Oh, we are going to do it one way or another. It may take a pick axe and jack hammer and 5 gallons buckets of dirt. But it will get done!


----------



## livefreeordie (Dec 24, 2010)

lol, thats how i am. Its worth it in the long run.


----------



## dave11 (Dec 24, 2010)

livefreeordie said:
			
		

> Any advice on how to install ridged foam on my basement walls? (interior) Will it help keep the basement warmer or is it a waste of time and money
> 
> Thanks



If your basement is fully below grade, you would not need as high an R value as you would want in the other walls of your home. The earth is a pretty good insulator below the upper two feet of soil. But getting R10 in your walls would be a good idea. Usually you would not want a vapor barrier, based on modern recommendations. 

You could use 2 inch thick foamular or similar, with furring strips. That would be cheapest and take up the least amount of floorspace. If you want  more substantial walls, you could put one inch thick foam over the walls directly, then frame a stud wall tight to that. No need for adhesive. I am personally against leaving any space for air to get into in a basement wall. Too easy to get condensation, bugs, or mice in the protected spaces.  

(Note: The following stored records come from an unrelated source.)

PR #20172, opened 2023-04-10
chore: remove `JITI_ESM_RESOLVE`

danielroe:
### ❓ Type of change

### 📚 Description

This removes using `JITI_ESM_RESOLVE` in CI, introduced in https://github.com/nuxt/framework/pull/3308. Would you remind me of the particular issue it was meant to solve @pi0?

### 📝 Checklist


pi0:
Mirrring from discord for record:

> It was estree-walker dependency. You might try removing it because another fix (prefer require over module condition) should have covered it not sure. But anyway this flag will be eventually on by default and is already on for internal jiti require calls. There was some early issues with mlly i had to disable not sure exactly what was that.

danielroe:
Great. I think let's keep behaviour as close to default as possible.

PR #20180, opened 2023-04-10
fix(imports): toggle nitro autoImports with `imports.autoImport`

harlan-zw:
### ❓ Type of change

### 📚 Description

When developing a Nuxt module using the provided starter, the auto imports are disabled with the `.nuxtrc` [file](https://github.com/nuxt/starter/blob/module/.nuxtrc). This is helpful because when a module is published, the auto imports won't work, allowing module authors to find import issues before publishing.

However, this config would seem to imply that all auto imports are disabled. This isn't the case as nitro auto imports still work. 

```ts
export default defineEventHandler((_event) => {
  return 'Hello!'
})
```

The above would work while in development but fail once deployed.

I've tested the fix in this PR and it seems to work correctly, however, one issue is that the type doesn't seem to be available, I'm not sure why that is. It seems purposefully excluded from the config types. Though within Nitro this config is parsed directly to the rollup plugin which uses this. Maybe a Nitro or an Unplugin PR is also needed?

### 📝 Checklist

### DIFF
--- a/packages/nuxt/src/core/nitro.ts
+++ b/packages/nuxt/src/core/nitro.ts
@@ -37,6 +37,7 @@ export async function initNitro (nuxt: Nuxt & { _nitro?: Nitro }) {
     dev: nuxt.options.dev,
     buildDir: nuxt.options.buildDir,
     imports: {
+      autoImports: nuxt.options.imports.autoImport,
       imports: [
         {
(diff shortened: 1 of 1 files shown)


pi0 (approved):
LGTM. Good idea!

PR #20202, opened 2023-04-11
fix(schema): allow `ignorePrefix` to be changed

harlan-zw:
### ❓ Type of change

### 📚 Description

Modifying the `ignorePrefix` option does not work. It will always remain `-`.

```ts
  ignorePrefix: 'ignore-',
});
```

See here for the reproduction: https://stackblitz.com/edit/nuxt-starter-nqccka?file=pages/-is-ignored.vue (notice the server console.log output vs the config)

I had an issue that maybe is related to (https://github.com/harlan-zw/nuxt-simple-sitemap/issues/30) and figured we should fix it.

Sidenote: Personally I think this config should be deprecated in its current form, it should be an array of strings to be useful, in which case `ignore` would be better suited regardless.

### 📝 Checklist


danielroe (approved):
Thank you! ❤️

PR #20247, opened 2023-04-12
fix(nuxt): do not redirect when `vue-router` normalises url

### LINKED ISSUE #14316: Infinite redirect when the url contains ANY "+" character breaking the application
Hi guys, first of all thanks for the amazing job in this awesome tool!

I'm facing an several issue when the user tries to access the Nuxt application (SSR mode) using an url that contains any "+" character, the application apply an endless 302 redirect breaking all the application.

### Versions

- nuxt: [3.0.0-rc.4, 3.0.0-rc.5]
- node: [14.17.1, 16.14.2, 16x (Vercel)]

### Reproduction

Url to test:
https://test-nuxt-error.vercel.app/?asd=1231+

Example repo with the error:
https://github.com/igortrinidad/test-nuxt-error

### Steps to reproduce
Deploy an application on Vercel that contains vue-router (using Nuxt pages), if the application does not contains vue-router it won't happens...

### What is Expected?
The application been served normally

Infinite redirects 302 breaking the application

### I tried
Update the vue-router to the latest version
Create a new installation of Nuxt and deploy it
If the installations doesn't have pages (router...) the error doesn't happens
If the application has pages (what is pretty normal to an web application) the error starts to happens..

### Why

Why i need to access an url that contains the"+" character in my application, im implementing Google auth and the redirect url from the provider come with the "+" character in it which i can't control or sanitize.

danielroe:
### 🔗 Linked issue

resolves https://github.com/nuxt/nuxt/issues/14316

### ❓ Type of change

### 📚 Description

vue router normalises `/?asd=1231%20` to `/?asd=1231+` but this isn't actually a redirect performed by middleware. We can respect `to.redirectedFrom` to tell us whether there's been an _explicit_ redirection rather than just vue-router normalising things for us.

### 📝 Checklist

### DIFF
--- a/packages/nuxt/src/pages/runtime/plugins/router.ts
+++ b/packages/nuxt/src/pages/runtime/plugins/router.ts
@@ -8,7 +8,7 @@ import {
   createWebHistory
 } from 'vue-router'
 import { createError } from 'h3'
-import { isEqual, withoutBase } from 'ufo'
+import { withoutBase } from 'ufo'
 
 import type { PageMeta, Plugin, RouteMiddleware } from '../../../app/index'
 import { callWithNuxt, defineNuxtPlugin, useRuntimeConfig } from '#app/nuxt'
@@ -178,11 +178,10 @@ export default defineNuxtPlugin({
           statusMessage: `Page not found: ${to.fullPath}`
         })])
       } else if (process.server) {
-        const currentURL = to.fullPath || '/'
-        if (!isEqual(currentURL, initialURL, { trailingSlash: true })) {
+        if (to.redirectedFrom) {
           const event = await callWithNuxt(nuxtApp, useRequestEvent)
           const options = { redirectCode: event.node.res.statusCode !== 200 ? event.node.res.statusCode || 302 : 302 }
-          await callWithNuxt(nuxtApp, navigateTo, [currentURL, options])
+          await callWithNuxt(nuxtApp, navigateTo, [to.fullPath, options])
         }
       }
     })
--- a/test/basic.test.ts
+++ b/test/basic.test.ts
@@ -130,6 +130,11 @@ describe('pages', () => {
     await page.close()
   })
 
+  it('returns 500 when there is an infinite redirect', async () => {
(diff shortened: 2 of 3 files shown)


smaeda-ks (approved):
Confirmed this is working as expected on Vercel deployment 👍 Thank you! 💯

packages/nuxt/src/pages/runtime/plugins/router.ts
```diff
@@ -178,11 +178,10 @@ export default defineNuxtPlugin({
           statusMessage: `Page not found: ${to.fullPath}`
         })])
       } else if (process.server) {
-        const currentURL = to.fullPath || '/'
-        if (!isEqual(currentURL, initialURL, { trailingSlash: true })) {
+        if (to.redirectedFrom) {
```
pi0, line 181: Shouldn't we still check if `redirectedFrom` is not duplicate of current route (with/without trailing slash) to avoid loops?

danielroe: Vue router handles that for us. If users do redirect to the same route then we never get to this point. A 500 error is returned from vue-router and this warning is printed in the console:

```
[10:31:52 AM] [Vue Router warn]: Detected an infinite redirection in a navigation guard when going from "/" to "/?test". Aborting to avoid a Stack Overflow. This will break in production if not fixed.
```

danielroe: (I'll add a test.)

pi0: Good to know. Considering there are developers that simply ignore such warnings or situations that ONLY this trailing slash is reproducable in production, does it makes sense that we still either explicitly handle it (also for production) or make an improvement to vue-router to do this for production?

danielroe: It also does it in production.

pi0 (approved):
LGTM 👍🏼

pi0 (approved):

Issue #19772, opened 2023-03-17
server component roadmap


danielroe:
We have experimental support in Nuxt 3 for both island components and server-only components (which are implemented using islands) - see https://github.com/nuxt/framework/pull/5689 and https://github.com/nuxt/framework/pull/9972 for initial implementations and https://github.com/nuxt/nuxt/discussions/17956 for initial partial RFC.

There are a number of future linked improvements. This issue is to track those and provide some place to document the linking story, purpose and usage of server components within Nuxt.

## Purpose and usage

Currently we are collecting use patterns to ensure that the final API and implementation for server components is useful. But the following are some benefits we are exploring:

1. security and direct access to server APIs within certain components
2. separate caching strategies for individual chunks of HTML
3. leaner bundle size (keeping some dependencies solely on the server, e.g. syntax highlighting)
4. extensibility
5. rendering individual components within other modules or server routes (e.g. for component previews, OG images, PDF downloads, etc.)
6. ...

Comments and suggestions are very welcome.

```[tasklist]
### Roadmap
- [ ] Allow async components - https://github.com/nuxt/nuxt/issues/18500
- [ ] Client-side interactivity - https://github.com/nuxt/nuxt/issues/19765
- [ ] Hybrid/remote/streaming sources for server components - https://github.com/nuxt/nuxt/issues/12343
```

Twitch0125:
I think it'd make sense to have all the available auto imports for server route handlers be available for server components.

Hebilicious:
This looks promising. Here's my personal 2 cents for "server components".

_Disclaimer: I think this name in general is extremely confusing, due to the fact that it's already complicated to understand what's going on. This is not really a problem related to Nuxt, but React has the same problem with RSC, where most people don't really know how they differ from SSR components... Anyways here is some [reading](https://www.plasmic.app/blog/how-react-server-components-work) to get up to speed ... ._

## 1) More Unified Rendering API

Right now here's a recap of what is possible (correct me if I'm wrong) :

- Nitro [route rules](https://nitro.unjs.io/guide/routing) : It is possible to decide where and how a *page* will be rendered. This also allows the handling of more things, like caching rules, redirect, headers ... 
  - This works at the page level through a config file
  - This allows patterns like SPA/SSG/SSR/SSR+SWR
  
[...]

PR #20284, opened 2023-04-14
feat(nuxt): full scoped slots support for server components

### LINKED ISSUE #19765: support client interactivity within server components

### LINKED ISSUE #19884: Islands components not updating in production

huang-julien:
### 🔗 Linked issue
resolve https://github.com/nuxt/nuxt/issues/19765
#19772 

### ❓ Type of change

### 📚 Description

hey there :wave: !

This PR is forked from my previous PR https://github.com/nuxt/nuxt/pull/19851 since it is ready for basic slots. 

This changes some things from #19851 to transform island components slots at build time instead and allow to have:
- conditionnal slots with v-if
- scoped slots
- slots with v-for

Let me know if you think that a case is missing about server-only components slots. 

Of course, https://github.com/nuxt/nuxt/pull/19851 will be closed if this PR is ready before it's merged

### How does it work

please check https://github.com/nuxt/nuxt/pull/19851 for previous implementation.

- kept the same idea of using `Teleport` in `NuxtIsland`
- transform all `<slot>` at build time, replacing it by a container div.
- transform all bindings and `v-for` directive to generate an array in its attribute so the slots within `NuxtIsland` can map over it to render
- we now use `nuxt-*` attributes for ids slots names and scoped data

### 📝 Checklist

- [ ] I have updated the documentation accordingly (todo).


packages/nuxt/src/app/components/nuxt-island.ts
```diff
@@ -28,15 +32,37 @@ export default defineComponent({
...
+    const ssrHTML = ref<string>(process.client ? getFragmentHTML(instance.vnode?.el ?? null).join('') ?? '<div></div>' : '<div></div>')
+    const uid = ref<string>(ssrHTML.value.match(SSR_UID_RE)?.[1] ?? randomUUID())
+    const availableSlots = computed(() => {
+      return [...ssrHTML.value.matchAll(SLOTNAME_RE)].map(m => m[1])
+    })
 
-    const html = ref<string>(process.client ? getFragmentHTML(instance?.vnode?.el).join('') ?? '<div></div>' : '<div></div>')
+    const html = computed(() => {
+      const currentSlots = Object.keys(slots)
+      return ssrHTML.value.replaceAll(SLOT_FALLBACK_RE, (full, slotName, content) => {
```
danielroe, line 50:
```suggestion
      return ssrHTML.value.replace(SLOT_FALLBACK_RE, (full, slotName, content) => {
```

packages/nuxt/src/components/runtime/server-component.ts
```diff
@@ -96,11 +107,57 @@ const NuxtServerComponent = defineComponent({
...
+    })
+    const availableSlots = computed(() => {
+      return [...res.data.value!.html.matchAll(SLOTNAME_RE)].map(m => m[1])
+    })
+
+    const html = computed(() => {
+      const currentSlots = Object.keys(slots)
+      return res.data.value!.html.replace(UID_ATTR, () => {
+        return `nuxt-ssr-component-uid="${randomUUID()}"`
+      }).replaceAll(SLOT_FALLBACK_RE, (full, slotName, content) => {
```
danielroe, line 129:
```suggestion
      }).replace(SLOT_FALLBACK_RE, (full, slotName, content) => {
```

danielroe, line 129:
```suggestion
      return res.data.value!.html
        .replace(UID_ATTR, () => `nuxt-ssr-component-uid="${randomUUID()}"`)
        .replace(SLOT_FALLBACK_RE, (full, slotName, content) => {
```

danielroe (approved):

danielroe:
This is great work. Let's iterate on it once merged, as I suspect there is some scope here for reduction in complexity, particularly once we move server components out of the payload.

rczdgbg:
When will v3.6.0 be released?

danielroe:
If you are looking for this PR, it is released in v3.5.0. But v3.6.0 should be released on or around June 20: https://github.com/nuxt/nuxt/milestone/5.

bernhardberger:
This doesn't allow us to have interactive client components in slots though, correct? Anything inside an island component is still rendered server side only without hydration?

Usually it's the wrapper components (components for Layouts and stuff) that have no need to be hydrated on the client side and cause JS size to explode. Is that something that will be possible one day? That would be huge.

danielroe:
It is indeed. An experimental version of it will be in v3.9.

PR #20329, opened 2023-04-17
feat(nuxt): add layer meta and env overrides to config types

danielroe:
### ❓ Type of change

### 📚 Description

This adds route metadata (via `$meta`) as well as per-environment overrides to Nuxt config typings, all implemented upstream in c12:

- https://github.com/unjs/c12/pull/64
- https://github.com/unjs/c12/pull/62

### 📝 Checklist


pi0 (approved):
💯

tonioriol:
Hey, not sure if this is the correct place to ask, but I'm not sure how the per-env configs takes precedence over non env specific configs. Could you give me some hints on how does that actually woks, or at least where can I check the implementation of the config to see it? 

```
$production: {
    routeRules: {
      '/**': process.env.CTF_PREVIEW === 'true' ? { ssr: false } : { isr: 86400 },
    },
  },
  $development: {
    routeRules: {
      '/**': { ssr: true },
    },
  },
  routeRules: {
    '/api/**': { cache: false, swr: false },
  },
```

For example, in this case, I'm not sure if the non env routeRules will be overridden by the catch-all rules in each env.

danielroe:
Yes, you can override the top level rule (`/**`) within a subpath (`/api/**`). Your example will end up merged into something like:

```js
  routeRules: {
    '/**': { ssr: true },
    '/api/**': { cache: false, swr: false },
  },
})
```

In future, it's best to ask a question on Discord or GitHub Discussions rather than commenting on a released PR.

tonioriol:
> Yes, you can override the top level rule (`/**`) within a subpath (`/api/**`). Your example will end up merged into something like:
> 
> ```js
> export default defineNuxtConfig({
>   routeRules: {
>     '/**': { ssr: true },
>     '/api/**': { cache: false, swr: false },
>   },
> })
> ```
> 
> In future, it's best to ask a question on Discord or GitHub Discussions rather than commenting on a released PR.

It's the only place on the internet I could find that remotely mentioned/documented. I'm actually looking for the implementation, to understand it better. But sorry about that, and thanks for answering.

Your basement will be much warmer.


----------



## livefreeordie (Dec 24, 2010)

Ok, here's another question. The po's insulated the ceiling in the basement, if I insulate the walls do I need to remove the ceiling insulation or can I leave it there?


----------



## dave11 (Dec 24, 2010)

livefreeordie said:
			
		

> Ok, here's another question. The po's insulated the ceiling in the basement, if I insulate the walls do I need to remove the ceiling insulation or can I leave it there?



If you have a source of heat in the basement, I'd remove the insulation, if easy to do. If no source of heat, I'd leave the ceiling insulated. If you don't use the basement much in the winter, I wouldn't bother to insulate the walls, if the ceiling above it is well insulated.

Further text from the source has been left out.